··· Exercise data ···

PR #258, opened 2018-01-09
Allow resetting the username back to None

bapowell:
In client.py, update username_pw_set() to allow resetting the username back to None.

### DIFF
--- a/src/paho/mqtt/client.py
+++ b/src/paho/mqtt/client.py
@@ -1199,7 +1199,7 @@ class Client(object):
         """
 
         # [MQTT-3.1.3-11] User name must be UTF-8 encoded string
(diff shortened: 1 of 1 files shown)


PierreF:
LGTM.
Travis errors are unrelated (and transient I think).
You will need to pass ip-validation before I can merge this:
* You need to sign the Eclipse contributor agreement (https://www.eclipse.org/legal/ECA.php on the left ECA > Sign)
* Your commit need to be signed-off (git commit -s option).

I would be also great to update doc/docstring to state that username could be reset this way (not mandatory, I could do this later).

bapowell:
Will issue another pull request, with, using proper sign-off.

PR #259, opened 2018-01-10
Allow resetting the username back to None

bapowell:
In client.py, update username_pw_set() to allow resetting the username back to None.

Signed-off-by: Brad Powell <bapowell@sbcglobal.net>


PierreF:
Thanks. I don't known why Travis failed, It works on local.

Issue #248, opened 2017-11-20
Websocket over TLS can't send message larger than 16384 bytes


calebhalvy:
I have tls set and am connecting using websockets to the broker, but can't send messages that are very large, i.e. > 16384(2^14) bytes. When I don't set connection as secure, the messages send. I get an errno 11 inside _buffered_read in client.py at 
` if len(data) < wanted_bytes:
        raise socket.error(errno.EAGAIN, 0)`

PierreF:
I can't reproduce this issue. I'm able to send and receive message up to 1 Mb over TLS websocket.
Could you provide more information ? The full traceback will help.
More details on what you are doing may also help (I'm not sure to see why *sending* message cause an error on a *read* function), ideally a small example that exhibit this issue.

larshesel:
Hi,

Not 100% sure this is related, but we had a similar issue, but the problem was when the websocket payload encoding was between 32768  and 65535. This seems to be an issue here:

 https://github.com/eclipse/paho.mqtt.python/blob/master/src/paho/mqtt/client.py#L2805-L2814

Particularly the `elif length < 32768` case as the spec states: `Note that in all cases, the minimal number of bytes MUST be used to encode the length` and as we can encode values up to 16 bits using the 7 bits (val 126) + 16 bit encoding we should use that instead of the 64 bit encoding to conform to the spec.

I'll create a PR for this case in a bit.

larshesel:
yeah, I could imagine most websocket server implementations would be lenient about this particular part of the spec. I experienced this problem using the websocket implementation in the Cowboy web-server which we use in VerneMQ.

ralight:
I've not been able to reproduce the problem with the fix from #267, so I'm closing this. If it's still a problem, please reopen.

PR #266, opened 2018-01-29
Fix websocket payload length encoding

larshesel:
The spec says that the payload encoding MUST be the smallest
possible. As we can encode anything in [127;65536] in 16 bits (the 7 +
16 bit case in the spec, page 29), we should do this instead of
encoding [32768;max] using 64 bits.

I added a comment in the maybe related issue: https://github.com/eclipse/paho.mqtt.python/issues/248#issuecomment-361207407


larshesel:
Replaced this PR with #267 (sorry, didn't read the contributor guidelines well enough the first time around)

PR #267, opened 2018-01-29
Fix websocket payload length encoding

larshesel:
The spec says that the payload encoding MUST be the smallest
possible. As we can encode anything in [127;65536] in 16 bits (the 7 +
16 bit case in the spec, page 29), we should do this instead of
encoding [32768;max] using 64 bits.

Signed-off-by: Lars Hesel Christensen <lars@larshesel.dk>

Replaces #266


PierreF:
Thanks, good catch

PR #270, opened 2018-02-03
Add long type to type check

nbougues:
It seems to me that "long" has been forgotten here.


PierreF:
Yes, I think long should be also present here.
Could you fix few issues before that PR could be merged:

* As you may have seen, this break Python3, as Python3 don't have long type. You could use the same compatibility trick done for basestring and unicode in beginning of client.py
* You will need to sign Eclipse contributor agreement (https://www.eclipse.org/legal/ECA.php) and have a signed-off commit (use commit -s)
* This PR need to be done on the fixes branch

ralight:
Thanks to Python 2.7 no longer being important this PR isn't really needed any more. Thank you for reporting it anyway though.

···
··· Exercise data ···

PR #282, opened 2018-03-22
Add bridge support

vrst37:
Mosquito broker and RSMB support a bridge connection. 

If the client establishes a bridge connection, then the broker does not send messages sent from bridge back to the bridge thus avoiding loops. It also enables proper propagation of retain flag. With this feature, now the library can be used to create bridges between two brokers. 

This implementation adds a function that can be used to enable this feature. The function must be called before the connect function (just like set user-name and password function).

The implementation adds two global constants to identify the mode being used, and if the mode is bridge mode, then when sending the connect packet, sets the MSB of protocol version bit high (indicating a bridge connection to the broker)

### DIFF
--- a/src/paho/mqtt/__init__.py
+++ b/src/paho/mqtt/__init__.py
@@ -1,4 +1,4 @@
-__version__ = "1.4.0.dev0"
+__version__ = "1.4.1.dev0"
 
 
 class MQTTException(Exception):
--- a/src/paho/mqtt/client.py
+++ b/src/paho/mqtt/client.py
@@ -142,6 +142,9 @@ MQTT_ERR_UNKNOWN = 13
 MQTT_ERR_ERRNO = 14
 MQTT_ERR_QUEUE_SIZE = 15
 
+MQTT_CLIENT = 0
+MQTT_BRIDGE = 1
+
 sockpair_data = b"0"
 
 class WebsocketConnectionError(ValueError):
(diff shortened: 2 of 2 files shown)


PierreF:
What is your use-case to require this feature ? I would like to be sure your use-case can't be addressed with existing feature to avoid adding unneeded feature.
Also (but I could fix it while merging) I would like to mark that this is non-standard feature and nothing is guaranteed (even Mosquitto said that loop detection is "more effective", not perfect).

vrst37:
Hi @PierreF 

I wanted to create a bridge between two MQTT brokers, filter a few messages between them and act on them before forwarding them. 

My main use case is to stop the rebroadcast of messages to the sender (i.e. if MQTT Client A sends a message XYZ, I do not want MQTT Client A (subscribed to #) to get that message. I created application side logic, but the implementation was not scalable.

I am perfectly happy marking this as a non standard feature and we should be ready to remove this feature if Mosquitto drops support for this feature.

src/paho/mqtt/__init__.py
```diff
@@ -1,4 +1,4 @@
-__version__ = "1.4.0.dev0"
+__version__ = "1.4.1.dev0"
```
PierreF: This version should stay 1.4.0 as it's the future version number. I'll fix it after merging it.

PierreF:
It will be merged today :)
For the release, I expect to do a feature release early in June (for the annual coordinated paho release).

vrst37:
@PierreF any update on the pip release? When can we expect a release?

···

-- What to do --
From the records above, how many lines include the word "merging"? Only the number is wanted.

-- Your solution --
2